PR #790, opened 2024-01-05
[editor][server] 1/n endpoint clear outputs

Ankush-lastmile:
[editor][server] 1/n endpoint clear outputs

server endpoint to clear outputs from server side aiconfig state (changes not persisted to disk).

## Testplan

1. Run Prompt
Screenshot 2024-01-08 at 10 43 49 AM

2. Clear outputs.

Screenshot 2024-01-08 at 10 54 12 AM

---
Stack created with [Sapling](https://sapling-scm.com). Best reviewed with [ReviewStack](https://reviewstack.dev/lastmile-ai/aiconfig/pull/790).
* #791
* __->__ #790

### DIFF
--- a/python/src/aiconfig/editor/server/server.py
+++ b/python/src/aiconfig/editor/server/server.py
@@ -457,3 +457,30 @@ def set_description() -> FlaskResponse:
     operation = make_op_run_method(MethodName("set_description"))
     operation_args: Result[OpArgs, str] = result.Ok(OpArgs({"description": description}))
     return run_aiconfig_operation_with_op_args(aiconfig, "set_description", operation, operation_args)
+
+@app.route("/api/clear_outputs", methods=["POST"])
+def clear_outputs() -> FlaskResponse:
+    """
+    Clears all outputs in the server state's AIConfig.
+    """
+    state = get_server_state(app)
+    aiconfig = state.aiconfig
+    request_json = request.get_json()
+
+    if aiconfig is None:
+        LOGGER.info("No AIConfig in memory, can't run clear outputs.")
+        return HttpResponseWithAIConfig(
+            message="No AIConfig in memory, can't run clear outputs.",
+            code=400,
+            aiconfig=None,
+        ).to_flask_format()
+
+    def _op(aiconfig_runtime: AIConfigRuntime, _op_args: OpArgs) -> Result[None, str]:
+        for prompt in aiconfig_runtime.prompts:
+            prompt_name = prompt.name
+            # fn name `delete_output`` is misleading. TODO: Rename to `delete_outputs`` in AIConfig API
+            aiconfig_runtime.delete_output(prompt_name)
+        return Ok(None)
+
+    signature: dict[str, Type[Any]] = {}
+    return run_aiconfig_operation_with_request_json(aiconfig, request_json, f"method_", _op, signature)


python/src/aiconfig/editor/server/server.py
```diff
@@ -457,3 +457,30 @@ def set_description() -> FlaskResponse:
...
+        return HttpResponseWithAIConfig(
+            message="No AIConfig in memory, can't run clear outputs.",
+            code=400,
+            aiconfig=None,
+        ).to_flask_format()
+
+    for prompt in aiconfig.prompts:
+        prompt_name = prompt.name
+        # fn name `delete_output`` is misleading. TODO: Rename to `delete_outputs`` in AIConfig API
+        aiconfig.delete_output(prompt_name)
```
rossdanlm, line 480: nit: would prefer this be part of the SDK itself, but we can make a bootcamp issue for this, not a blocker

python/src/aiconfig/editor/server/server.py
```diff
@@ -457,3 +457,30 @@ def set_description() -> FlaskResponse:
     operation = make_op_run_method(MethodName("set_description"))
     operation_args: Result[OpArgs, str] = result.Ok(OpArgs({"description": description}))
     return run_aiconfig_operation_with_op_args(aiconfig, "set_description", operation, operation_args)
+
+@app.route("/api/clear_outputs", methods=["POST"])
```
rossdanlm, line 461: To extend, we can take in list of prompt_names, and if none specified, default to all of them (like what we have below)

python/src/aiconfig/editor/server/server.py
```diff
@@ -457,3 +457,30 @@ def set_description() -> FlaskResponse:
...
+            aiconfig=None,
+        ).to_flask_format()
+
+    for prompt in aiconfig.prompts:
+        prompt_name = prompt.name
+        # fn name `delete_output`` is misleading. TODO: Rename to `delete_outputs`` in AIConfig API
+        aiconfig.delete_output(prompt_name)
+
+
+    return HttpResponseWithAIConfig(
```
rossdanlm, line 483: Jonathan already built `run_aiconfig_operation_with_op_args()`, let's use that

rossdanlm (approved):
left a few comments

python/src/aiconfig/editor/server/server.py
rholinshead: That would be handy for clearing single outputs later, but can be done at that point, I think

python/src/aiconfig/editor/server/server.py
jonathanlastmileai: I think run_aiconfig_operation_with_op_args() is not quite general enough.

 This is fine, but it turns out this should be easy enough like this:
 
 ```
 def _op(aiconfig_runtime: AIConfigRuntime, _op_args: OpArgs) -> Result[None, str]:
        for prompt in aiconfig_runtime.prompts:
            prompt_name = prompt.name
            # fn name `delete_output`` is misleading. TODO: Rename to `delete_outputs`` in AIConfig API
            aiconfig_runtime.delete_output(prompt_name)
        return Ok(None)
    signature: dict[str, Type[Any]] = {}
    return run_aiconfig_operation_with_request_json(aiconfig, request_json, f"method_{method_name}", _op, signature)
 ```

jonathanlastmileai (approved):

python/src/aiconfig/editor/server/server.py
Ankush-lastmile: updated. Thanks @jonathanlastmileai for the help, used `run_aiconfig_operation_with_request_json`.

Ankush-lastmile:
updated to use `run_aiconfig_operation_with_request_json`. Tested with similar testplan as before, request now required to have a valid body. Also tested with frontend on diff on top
-*-
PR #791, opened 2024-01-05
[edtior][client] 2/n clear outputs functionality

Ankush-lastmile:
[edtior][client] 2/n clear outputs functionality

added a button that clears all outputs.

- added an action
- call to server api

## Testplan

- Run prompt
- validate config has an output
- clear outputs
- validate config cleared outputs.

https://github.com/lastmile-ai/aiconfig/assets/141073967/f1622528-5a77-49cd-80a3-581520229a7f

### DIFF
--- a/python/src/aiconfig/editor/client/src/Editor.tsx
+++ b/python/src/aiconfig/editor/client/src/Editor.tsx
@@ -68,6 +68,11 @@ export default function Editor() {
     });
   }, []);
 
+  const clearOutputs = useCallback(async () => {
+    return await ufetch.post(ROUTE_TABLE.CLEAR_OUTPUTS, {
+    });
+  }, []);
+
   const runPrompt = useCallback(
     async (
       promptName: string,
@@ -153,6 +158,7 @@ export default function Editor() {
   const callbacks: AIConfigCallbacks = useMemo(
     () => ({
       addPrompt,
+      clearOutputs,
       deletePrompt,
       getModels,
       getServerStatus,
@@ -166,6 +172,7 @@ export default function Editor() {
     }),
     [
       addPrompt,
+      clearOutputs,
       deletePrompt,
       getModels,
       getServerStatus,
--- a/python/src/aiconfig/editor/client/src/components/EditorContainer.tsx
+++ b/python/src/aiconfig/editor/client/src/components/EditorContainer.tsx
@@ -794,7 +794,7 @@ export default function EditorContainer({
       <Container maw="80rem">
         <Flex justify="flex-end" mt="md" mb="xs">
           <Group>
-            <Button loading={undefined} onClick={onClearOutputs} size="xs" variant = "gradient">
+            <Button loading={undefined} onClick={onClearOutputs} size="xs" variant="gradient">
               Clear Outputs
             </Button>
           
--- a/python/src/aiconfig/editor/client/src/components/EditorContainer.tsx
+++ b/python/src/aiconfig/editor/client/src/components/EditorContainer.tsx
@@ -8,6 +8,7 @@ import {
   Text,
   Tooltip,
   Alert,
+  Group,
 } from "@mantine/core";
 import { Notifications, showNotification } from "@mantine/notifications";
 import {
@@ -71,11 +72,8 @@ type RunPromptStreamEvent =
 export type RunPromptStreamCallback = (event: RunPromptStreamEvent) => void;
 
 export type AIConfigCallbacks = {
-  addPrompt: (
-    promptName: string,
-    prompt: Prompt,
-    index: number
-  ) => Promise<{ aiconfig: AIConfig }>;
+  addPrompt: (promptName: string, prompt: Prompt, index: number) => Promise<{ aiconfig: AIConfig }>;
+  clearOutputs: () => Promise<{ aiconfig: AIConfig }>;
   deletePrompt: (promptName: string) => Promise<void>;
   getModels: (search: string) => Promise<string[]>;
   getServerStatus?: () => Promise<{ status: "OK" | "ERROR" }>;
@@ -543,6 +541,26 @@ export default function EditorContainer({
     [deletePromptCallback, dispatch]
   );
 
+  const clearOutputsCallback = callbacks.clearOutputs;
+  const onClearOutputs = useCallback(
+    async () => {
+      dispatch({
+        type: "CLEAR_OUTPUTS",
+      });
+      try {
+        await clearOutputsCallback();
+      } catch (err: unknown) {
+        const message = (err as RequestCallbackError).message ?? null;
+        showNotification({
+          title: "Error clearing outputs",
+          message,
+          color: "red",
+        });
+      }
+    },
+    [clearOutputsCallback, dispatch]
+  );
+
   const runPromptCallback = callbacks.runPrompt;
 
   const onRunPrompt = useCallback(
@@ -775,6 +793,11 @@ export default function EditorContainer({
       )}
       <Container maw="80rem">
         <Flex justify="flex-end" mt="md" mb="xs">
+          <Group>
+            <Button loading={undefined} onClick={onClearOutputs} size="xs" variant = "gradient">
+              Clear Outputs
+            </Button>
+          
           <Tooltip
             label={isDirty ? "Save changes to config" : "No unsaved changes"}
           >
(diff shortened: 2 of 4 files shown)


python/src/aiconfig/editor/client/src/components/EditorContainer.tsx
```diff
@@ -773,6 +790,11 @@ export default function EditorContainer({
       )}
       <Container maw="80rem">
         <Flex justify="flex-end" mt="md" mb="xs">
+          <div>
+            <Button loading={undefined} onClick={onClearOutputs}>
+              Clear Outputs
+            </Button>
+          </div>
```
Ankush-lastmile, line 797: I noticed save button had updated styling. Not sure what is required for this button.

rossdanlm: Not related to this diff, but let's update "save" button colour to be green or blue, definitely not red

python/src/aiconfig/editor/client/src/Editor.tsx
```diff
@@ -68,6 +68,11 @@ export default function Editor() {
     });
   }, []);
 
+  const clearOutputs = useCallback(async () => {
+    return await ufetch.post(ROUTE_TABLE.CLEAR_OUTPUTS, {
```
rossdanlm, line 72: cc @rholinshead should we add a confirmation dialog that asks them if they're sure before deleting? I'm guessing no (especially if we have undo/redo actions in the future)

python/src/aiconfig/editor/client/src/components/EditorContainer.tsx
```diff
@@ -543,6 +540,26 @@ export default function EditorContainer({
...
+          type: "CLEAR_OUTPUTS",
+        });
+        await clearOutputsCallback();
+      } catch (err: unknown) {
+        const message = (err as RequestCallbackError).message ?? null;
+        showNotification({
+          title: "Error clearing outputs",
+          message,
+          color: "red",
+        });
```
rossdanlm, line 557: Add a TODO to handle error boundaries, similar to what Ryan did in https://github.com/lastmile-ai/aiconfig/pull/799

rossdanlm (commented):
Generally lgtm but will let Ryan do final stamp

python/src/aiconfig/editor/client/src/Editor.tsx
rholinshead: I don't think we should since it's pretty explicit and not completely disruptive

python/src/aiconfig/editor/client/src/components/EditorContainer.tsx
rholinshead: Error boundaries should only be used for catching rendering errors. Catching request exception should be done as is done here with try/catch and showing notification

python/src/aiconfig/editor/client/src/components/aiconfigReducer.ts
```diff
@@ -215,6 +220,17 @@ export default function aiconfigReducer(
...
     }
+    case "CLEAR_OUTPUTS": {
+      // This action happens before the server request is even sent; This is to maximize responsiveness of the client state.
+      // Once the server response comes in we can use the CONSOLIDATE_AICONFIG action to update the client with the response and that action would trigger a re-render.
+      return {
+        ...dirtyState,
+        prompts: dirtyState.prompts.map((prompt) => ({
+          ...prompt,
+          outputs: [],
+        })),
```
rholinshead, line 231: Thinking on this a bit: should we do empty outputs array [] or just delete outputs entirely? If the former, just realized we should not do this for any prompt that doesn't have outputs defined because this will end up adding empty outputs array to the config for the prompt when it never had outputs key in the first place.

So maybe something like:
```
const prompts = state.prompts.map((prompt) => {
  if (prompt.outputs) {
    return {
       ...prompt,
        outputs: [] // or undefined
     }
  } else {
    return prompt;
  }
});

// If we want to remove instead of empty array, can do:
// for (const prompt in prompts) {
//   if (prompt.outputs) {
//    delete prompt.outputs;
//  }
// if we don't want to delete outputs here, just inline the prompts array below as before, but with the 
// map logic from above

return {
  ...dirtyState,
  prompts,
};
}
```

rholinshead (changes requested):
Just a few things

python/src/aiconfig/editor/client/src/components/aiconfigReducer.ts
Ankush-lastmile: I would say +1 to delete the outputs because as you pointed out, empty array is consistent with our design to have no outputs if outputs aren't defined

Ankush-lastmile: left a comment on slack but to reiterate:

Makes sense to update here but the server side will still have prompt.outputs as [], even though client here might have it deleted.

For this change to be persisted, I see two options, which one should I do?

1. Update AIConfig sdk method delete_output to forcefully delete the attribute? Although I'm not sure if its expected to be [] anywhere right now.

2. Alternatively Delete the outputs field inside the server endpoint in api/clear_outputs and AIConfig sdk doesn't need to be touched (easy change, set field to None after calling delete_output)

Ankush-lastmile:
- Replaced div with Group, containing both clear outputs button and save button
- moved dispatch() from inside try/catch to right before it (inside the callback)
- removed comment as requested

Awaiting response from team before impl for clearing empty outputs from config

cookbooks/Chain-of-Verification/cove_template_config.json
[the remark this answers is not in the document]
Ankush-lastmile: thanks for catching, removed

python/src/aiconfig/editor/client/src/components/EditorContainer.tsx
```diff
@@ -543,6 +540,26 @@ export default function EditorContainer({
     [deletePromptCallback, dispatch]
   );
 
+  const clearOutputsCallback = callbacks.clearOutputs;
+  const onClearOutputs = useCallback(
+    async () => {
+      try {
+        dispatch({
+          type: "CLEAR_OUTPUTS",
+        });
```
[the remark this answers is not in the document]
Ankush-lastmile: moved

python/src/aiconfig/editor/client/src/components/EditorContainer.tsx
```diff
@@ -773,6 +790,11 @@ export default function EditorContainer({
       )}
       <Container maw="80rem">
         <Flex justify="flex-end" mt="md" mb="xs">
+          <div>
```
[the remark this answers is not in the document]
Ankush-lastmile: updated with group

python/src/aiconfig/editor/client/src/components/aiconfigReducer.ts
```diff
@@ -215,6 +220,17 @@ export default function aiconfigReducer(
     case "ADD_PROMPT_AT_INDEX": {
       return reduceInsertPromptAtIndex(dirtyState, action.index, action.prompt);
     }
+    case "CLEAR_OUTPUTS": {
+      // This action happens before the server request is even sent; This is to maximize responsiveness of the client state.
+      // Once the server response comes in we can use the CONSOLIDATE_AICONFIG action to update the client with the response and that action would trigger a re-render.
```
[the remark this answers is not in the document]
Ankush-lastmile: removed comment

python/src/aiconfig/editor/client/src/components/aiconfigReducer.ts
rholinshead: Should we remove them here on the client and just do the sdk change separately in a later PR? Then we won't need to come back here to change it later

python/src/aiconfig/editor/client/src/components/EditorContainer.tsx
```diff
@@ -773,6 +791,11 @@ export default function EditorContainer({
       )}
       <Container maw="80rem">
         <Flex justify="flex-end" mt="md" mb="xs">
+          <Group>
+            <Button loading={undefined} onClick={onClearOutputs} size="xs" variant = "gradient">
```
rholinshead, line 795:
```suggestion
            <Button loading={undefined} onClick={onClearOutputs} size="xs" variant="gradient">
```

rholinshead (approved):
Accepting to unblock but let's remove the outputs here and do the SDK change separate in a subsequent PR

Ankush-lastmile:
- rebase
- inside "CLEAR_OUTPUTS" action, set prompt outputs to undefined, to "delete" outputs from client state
-*-
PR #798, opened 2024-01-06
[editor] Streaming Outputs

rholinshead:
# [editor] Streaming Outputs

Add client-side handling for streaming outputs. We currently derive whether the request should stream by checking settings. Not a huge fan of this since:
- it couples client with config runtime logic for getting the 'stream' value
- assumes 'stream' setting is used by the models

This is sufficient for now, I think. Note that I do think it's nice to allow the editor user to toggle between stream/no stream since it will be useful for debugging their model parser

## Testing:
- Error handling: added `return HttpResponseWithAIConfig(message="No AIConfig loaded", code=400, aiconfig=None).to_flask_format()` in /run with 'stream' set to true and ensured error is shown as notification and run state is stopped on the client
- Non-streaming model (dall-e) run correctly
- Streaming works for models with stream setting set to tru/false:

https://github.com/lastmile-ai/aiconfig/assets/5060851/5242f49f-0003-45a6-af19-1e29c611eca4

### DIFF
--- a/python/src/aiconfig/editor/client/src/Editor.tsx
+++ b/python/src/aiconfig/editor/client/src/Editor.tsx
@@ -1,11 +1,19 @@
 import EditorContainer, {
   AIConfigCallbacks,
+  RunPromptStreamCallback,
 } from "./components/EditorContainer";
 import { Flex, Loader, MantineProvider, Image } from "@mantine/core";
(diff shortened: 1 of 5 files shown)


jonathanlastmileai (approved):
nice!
-*-
### Activity
Select and copy every line of the material that holds the string "assets".

### Written response
https://github.com/lastmile-ai/aiconfig/assets/141073967/f1622528-5a77-49cd-80a3-581520229a7f
https://github.com/lastmile-ai/aiconfig/assets/5060851/5242f49f-0003-45a6-af19-1e29c611eca4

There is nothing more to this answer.